Where there are plenty of cute moments in earnest slashers from the '80s that do it, 1996's Scream was the one that consolidated the notion that the teen victims of slasher movies might be more than literate in those teen-targeted movies. Scream and all the sequels that sailed in her have made a point of this. This time we get a mega meta lecture about franchises that also serves as a count-keeping scene on who is and isn't suspect. It's so peppy and energetic that it means that we had better be in for something exactly like the character is describing or we'll have a deflating failed attempt at cute. So, how'd we go?
The characters are drawn knowing the audience knows that they were struck from stock. They are, however, well written and well cast and benefit from their appearances in the previous entry. From Courtney Cox to Jenna Ortega we get a good spread of lineage and everyone does enough more to lift their characters a notch over Victim-in-Alley. This needs to be the case because they are representing their team in cinema history.
The Scream franchise has fared better than most in reception and reappraisal. It was one of Wes Craven's numerous game-changers and worked because it blended black comedy with genuine suspense and violence so deftly that it usually gets left off lists of horror-comedies that work and placed in the legit slasher column. That means new entries have to do both as well and as well. So Scream II had a scene where a class of kids talk about sequels and so on until this one's big thing about franchises and why they figure and scenes and dialogue which seriously blur the worlds of Scream and Stab (the film series within Scream). This later supplies the film's funniest line.
But self-reflexivity can only go so far in making one of these. There are a lot of Scream fans to serve and they are well assumed to get someone with an Argento title on his T-shirt (in Italian) and the depiction of cast members from Scream movies appear as exhibits in the museum of Stab until the whole film feels like it's going to implode unless someone bounds in with a hunting knife. Well, that keeps happening. And the cute keeps happening. It's a clever wink to have Samara Weaving as the prologue girl speak in her normal Australian accent as she really might not be around the whole time and there won't need to be a single line of dialogue to explain why she isn't American. Later, in a train filled with people decked out for Halloween we see someone dressed as her armed bride from Ready or Not (speaking of fun horror-comedies).
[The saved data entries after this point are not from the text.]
PR #1208, opened 2026-06-05
fix(#1890): re-resolve dstr-rest-param fallback funcIdx after late-import shift

ttraenkler:
## Summary

Fixes #1890 — the largest non-owned standalone-lane compile bucket in the
2026-06-05 harvest (**~1,142** failures):

```
invalid Wasm binary … i32.trunc_sat_f64_s[0] expected type f64, found call of type externref
```

### Root cause (#1839 defect class)

The standalone array-destructuring iterator fallback in
`src/codegen/destructuring-params.ts` captured `fbLenFn` / `fbGetIdxFn`
funcIdx integers **before** registering `__array_from_iter_n`. Under
`--target standalone` that registration adds a **new** `env::` import (the
helper has no native object-runtime impl and is not in
`OBJECT_RUNTIME_HELPER_NAMES`), which **shifts every later function index**.
`flushLateImportShifts` rewrites `fctx.body`, but not these escaped integer
captures — so the emitted `call fbLenFn` targeted the wrong
(externref-returning) function and `i32.trunc_sat_f64_s` received externref
instead of f64, producing invalid Wasm.

### Fix

Re-read the three fallback helper funcIdxs (`__extern_length`,
`__extern_get_idx`, `__array_from_iter_n`) from `ctx.funcMap` after the late
imports are registered, so the `call` ops target the post-shift indices.
Pure dev-lane destructuring-param codegen — does not touch
`object-runtime.ts` or the #1472 family.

Now that I've mentioned that scene, it's worth pondering where VI falters. The trailer for the movie was a boil-down of the subway sequence and was white knuckle tense. The scene itself is superbly staged but suffers from anti-climax. The suspense in an early scene that mixes pursuit by Ghostface and a shaky ladder is sweatingly tight. Then, in a crowded subway carriage filled with people who look like they are from real horror movies (including many Ghostfaces and a nice Midsommar reference) and flickering light, the action seems curiously subdued. It lifts, and well, but most of it has felt like waiting rather than tension. The talky confession scene (not a spoiler, they're at the end of every one) feels like it goes forever and only when the action starts again and we freely acknowledge (silently, of course, in the cinema) that we didn't care at all about most of the details that the cast deliver with near-pantomime glee.
But then the action bursts back in and we remember why we like Scream movies. It made me think two things: yeah, but it's still not the first one, and, I only think that because I saw the first one fresh, before it had any sequels so its impression is never likely to be eclipsed by a sequel. For people as young as most of the cast (and intended audience) Scream VI is another tile in the streaming service screen that might as well be episodes of a brand-produced show. If you binged all the Screams you'd finish this one happily enough (happier, I'd bet, than if you went through all the Friday the 13ths or Halloweens). As the default position for these movies is heightened (I don't mean elevated!) thrillers, all they have to do is deliver. It's easy to forget that among the references that so pleased those of us who saw the first one first. But Wes Craven and Kevin Williamson (who wrote that and so much else in the '90s self-reflexive teen horror of the time) were not hacks but master crafters of their corner of the genre. So, rather than ask if this is as good as the first we might more helpfully wonder if it at least ticks the boxes. Given the smarts of the franchise that means a world more than usual. Wink!